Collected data
········

PR #17518, opened 2015-10-01
user profile and lib links -> deeplinks

ryanpbrewster:
Added a profileLink() function that deeplinks to a user's profile, and a libraryLink() that deeplinks
to a library's page

It should be used anywhere that we want a link (aka. href=blah). For URLs,
which are surfaced to users, we should stick to the URL version

@andrewconner @jaredpetker @DerekBurch

### DIFF
--- a/kifi-backend/modules/shoebox/app/com/keepit/controllers/website/DeepLinkRouter.scala
+++ b/kifi-backend/modules/shoebox/app/com/keepit/controllers/website/DeepLinkRouter.scala
@@ -20,8 +20,6 @@ class DeepLinkRouter @Inject() (
 
   def generateRedirectUrl(data: JsObject): Option[Path] = {
     (data \ "t").as[String] match {
-      // TODO(ryan): I think all of these should be added
-      // START_LIST
       case "vh" => Some(Path("")) // view home
       case "vf" => Some(Path("friends")) // view friends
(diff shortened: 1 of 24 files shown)


kifi-backend/modules/shoebox/app/com/keepit/controllers/website/DeepLinkRouter.scala
```diff
@@ -20,6 +20,17 @@ class DeepLinkRouter @Inject() (
...
+      // TODO(ryan): I think all of these should be added
+      // START_LIST
+      case "h" => Some(Path("")) // home
+      case "f" => Some(Path("friends")) // friends
+      case "il" => Some(Path("/me/libraries/invited")) // invited libraries
+      case "o" =>
+        val orgIdOpt = (data \ "oid").asOpt[PublicId[Organization]].flatMap(pubId => Organization.decodePublicId(pubId).toOption)
+        val orgOpt = orgIdOpt.map { orgId => db.readOnlyReplica { implicit session => orgRepo.get(orgId) } }
+        orgOpt.map(org => pathCommander.pathForOrganization(org))
+      // END_LIST
```
ryanpbrewster: @andrewconner @jaredpetker @DerekBurch 
how do you all feel about these additions to the push notification specs?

········

* **WHAT THE TASK REQUIRES**
Report the number of lines in the records that hold "keepit" and write no other words.

* **RESPONSE TO THIS TASK**
3